▶ **Problem to solve**: For each record that follows, write out an identical copy.

▶ **Input data**:
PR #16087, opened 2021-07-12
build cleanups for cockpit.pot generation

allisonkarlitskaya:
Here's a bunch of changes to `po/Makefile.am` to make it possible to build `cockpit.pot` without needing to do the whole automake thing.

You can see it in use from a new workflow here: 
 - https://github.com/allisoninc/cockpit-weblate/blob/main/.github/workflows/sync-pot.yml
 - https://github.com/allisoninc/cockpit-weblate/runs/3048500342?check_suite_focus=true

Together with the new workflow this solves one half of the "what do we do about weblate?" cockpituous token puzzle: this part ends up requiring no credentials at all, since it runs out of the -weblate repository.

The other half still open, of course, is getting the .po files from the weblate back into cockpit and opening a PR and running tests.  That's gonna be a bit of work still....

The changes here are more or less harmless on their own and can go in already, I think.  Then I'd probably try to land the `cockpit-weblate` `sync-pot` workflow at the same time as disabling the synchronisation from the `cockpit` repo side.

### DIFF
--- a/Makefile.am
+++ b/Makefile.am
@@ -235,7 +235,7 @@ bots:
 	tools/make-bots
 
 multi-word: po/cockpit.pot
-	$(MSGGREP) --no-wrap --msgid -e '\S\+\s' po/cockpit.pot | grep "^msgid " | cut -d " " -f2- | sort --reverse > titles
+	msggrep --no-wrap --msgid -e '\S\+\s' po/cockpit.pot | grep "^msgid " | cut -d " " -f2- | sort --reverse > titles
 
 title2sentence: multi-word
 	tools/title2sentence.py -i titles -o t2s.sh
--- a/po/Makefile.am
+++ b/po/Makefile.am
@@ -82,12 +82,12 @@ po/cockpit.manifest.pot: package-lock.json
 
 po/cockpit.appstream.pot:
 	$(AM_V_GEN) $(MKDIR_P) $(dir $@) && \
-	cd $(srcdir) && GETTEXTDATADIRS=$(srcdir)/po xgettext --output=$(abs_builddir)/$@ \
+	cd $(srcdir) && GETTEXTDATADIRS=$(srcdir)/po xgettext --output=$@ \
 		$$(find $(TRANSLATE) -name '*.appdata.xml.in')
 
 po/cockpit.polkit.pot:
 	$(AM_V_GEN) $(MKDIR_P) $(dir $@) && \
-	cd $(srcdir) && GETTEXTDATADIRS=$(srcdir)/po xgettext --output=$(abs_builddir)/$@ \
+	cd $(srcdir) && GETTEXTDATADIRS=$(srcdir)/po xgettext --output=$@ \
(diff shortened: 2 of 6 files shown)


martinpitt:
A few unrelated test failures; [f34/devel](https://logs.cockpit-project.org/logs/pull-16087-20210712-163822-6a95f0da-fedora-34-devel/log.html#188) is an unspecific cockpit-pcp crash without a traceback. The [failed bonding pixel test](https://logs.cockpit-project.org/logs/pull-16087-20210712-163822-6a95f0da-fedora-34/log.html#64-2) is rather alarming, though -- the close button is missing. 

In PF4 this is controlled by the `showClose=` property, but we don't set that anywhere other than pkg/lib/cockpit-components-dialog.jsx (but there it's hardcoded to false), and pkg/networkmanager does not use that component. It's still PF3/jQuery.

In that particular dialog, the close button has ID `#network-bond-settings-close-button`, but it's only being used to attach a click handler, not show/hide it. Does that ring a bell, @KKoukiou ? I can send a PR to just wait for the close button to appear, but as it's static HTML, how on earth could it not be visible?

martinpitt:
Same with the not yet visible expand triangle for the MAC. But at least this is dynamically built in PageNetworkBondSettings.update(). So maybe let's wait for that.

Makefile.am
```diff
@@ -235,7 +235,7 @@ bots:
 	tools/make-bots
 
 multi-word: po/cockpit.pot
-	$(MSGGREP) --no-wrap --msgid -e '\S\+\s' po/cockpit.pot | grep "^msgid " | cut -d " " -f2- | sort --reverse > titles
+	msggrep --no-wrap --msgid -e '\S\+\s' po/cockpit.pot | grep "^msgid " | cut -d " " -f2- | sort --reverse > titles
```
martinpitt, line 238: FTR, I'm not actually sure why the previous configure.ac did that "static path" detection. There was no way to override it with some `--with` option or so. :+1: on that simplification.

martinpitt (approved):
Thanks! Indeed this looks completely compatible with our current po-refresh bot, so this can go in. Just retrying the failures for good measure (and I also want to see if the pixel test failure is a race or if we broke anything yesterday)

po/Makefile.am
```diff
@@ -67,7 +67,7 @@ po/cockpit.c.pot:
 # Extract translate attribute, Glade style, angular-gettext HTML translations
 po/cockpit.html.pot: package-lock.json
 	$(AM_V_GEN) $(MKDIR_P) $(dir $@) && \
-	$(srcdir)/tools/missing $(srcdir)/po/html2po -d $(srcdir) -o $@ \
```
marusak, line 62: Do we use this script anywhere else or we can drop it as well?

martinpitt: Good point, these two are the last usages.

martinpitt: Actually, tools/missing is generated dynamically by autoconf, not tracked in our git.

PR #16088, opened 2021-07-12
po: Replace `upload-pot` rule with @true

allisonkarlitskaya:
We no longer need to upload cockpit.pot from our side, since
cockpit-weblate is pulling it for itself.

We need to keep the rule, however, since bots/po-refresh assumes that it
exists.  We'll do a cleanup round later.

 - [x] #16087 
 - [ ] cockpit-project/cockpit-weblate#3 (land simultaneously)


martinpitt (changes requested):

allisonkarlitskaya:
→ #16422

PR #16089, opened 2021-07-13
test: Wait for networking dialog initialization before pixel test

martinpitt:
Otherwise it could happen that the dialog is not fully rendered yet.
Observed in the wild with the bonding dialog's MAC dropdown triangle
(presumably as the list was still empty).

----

▶ **Output**:
PR #16087, opened 2021-07-12
build cleanups for cockpit.pot generation

allisonkarlitskaya:
Here's a bunch of changes to `po/Makefile.am` to make it possible to build `cockpit.pot` without needing to do the whole automake thing.

You can see it in use from a new workflow here: 
 - https://github.com/allisoninc/cockpit-weblate/blob/main/.github/workflows/sync-pot.yml
 - https://github.com/allisoninc/cockpit-weblate/runs/3048500342?check_suite_focus=true

Together with the new workflow this solves one half of the "what do we do about weblate?" cockpituous token puzzle: this part ends up requiring no credentials at all, since it runs out of the -weblate repository.

The other half still open, of course, is getting the .po files from the weblate back into cockpit and opening a PR and running tests.  That's gonna be a bit of work still....

The changes here are more or less harmless on their own and can go in already, I think.  Then I'd probably try to land the `cockpit-weblate` `sync-pot` workflow at the same time as disabling the synchronisation from the `cockpit` repo side.

### DIFF
--- a/Makefile.am
+++ b/Makefile.am
@@ -235,7 +235,7 @@ bots:
 	tools/make-bots
 
 multi-word: po/cockpit.pot
-	$(MSGGREP) --no-wrap --msgid -e '\S\+\s' po/cockpit.pot | grep "^msgid " | cut -d " " -f2- | sort --reverse > titles
+	msggrep --no-wrap --msgid -e '\S\+\s' po/cockpit.pot | grep "^msgid " | cut -d " " -f2- | sort --reverse > titles
 
 title2sentence: multi-word
 	tools/title2sentence.py -i titles -o t2s.sh
--- a/po/Makefile.am
+++ b/po/Makefile.am
@@ -82,12 +82,12 @@ po/cockpit.manifest.pot: package-lock.json
 
 po/cockpit.appstream.pot:
 	$(AM_V_GEN) $(MKDIR_P) $(dir $@) && \
-	cd $(srcdir) && GETTEXTDATADIRS=$(srcdir)/po xgettext --output=$(abs_builddir)/$@ \
+	cd $(srcdir) && GETTEXTDATADIRS=$(srcdir)/po xgettext --output=$@ \
 		$$(find $(TRANSLATE) -name '*.appdata.xml.in')
 
 po/cockpit.polkit.pot:
 	$(AM_V_GEN) $(MKDIR_P) $(dir $@) && \
-	cd $(srcdir) && GETTEXTDATADIRS=$(srcdir)/po xgettext --output=$(abs_builddir)/$@ \
+	cd $(srcdir) && GETTEXTDATADIRS=$(srcdir)/po xgettext --output=$@ \
(diff shortened: 2 of 6 files shown)


martinpitt:
A few unrelated test failures; [f34/devel](https://logs.cockpit-project.org/logs/pull-16087-20210712-163822-6a95f0da-fedora-34-devel/log.html#188) is an unspecific cockpit-pcp crash without a traceback. The [failed bonding pixel test](https://logs.cockpit-project.org/logs/pull-16087-20210712-163822-6a95f0da-fedora-34/log.html#64-2) is rather alarming, though -- the close button is missing. 

In PF4 this is controlled by the `showClose=` property, but we don't set that anywhere other than pkg/lib/cockpit-components-dialog.jsx (but there it's hardcoded to false), and pkg/networkmanager does not use that component. It's still PF3/jQuery.

In that particular dialog, the close button has ID `#network-bond-settings-close-button`, but it's only being used to attach a click handler, not show/hide it. Does that ring a bell, @KKoukiou ? I can send a PR to just wait for the close button to appear, but as it's static HTML, how on earth could it not be visible?

martinpitt:
Same with the not yet visible expand triangle for the MAC. But at least this is dynamically built in PageNetworkBondSettings.update(). So maybe let's wait for that.

Makefile.am
```diff
@@ -235,7 +235,7 @@ bots:
 	tools/make-bots
 
 multi-word: po/cockpit.pot
-	$(MSGGREP) --no-wrap --msgid -e '\S\+\s' po/cockpit.pot | grep "^msgid " | cut -d " " -f2- | sort --reverse > titles
+	msggrep --no-wrap --msgid -e '\S\+\s' po/cockpit.pot | grep "^msgid " | cut -d " " -f2- | sort --reverse > titles
```
martinpitt, line 238: FTR, I'm not actually sure why the previous configure.ac did that "static path" detection. There was no way to override it with some `--with` option or so. :+1: on that simplification.

martinpitt (approved):
Thanks! Indeed this looks completely compatible with our current po-refresh bot, so this can go in. Just retrying the failures for good measure (and I also want to see if the pixel test failure is a race or if we broke anything yesterday)

po/Makefile.am
```diff
@@ -67,7 +67,7 @@ po/cockpit.c.pot:
 # Extract translate attribute, Glade style, angular-gettext HTML translations
 po/cockpit.html.pot: package-lock.json
 	$(AM_V_GEN) $(MKDIR_P) $(dir $@) && \
-	$(srcdir)/tools/missing $(srcdir)/po/html2po -d $(srcdir) -o $@ \
```
marusak, line 62: Do we use this script anywhere else or we can drop it as well?

martinpitt: Good point, these two are the last usages.

martinpitt: Actually, tools/missing is generated dynamically by autoconf, not tracked in our git.

PR #16088, opened 2021-07-12
po: Replace `upload-pot` rule with @true

allisonkarlitskaya:
We no longer need to upload cockpit.pot from our side, since
cockpit-weblate is pulling it for itself.

We need to keep the rule, however, since bots/po-refresh assumes that it
exists.  We'll do a cleanup round later.

 - [x] #16087 
 - [ ] cockpit-project/cockpit-weblate#3 (land simultaneously)


martinpitt (changes requested):

allisonkarlitskaya:
→ #16422

PR #16089, opened 2021-07-13
test: Wait for networking dialog initialization before pixel test

martinpitt:
Otherwise it could happen that the dialog is not fully rendered yet.
Observed in the wild with the bonding dialog's MAC dropdown triangle
(presumably as the list was still empty).

----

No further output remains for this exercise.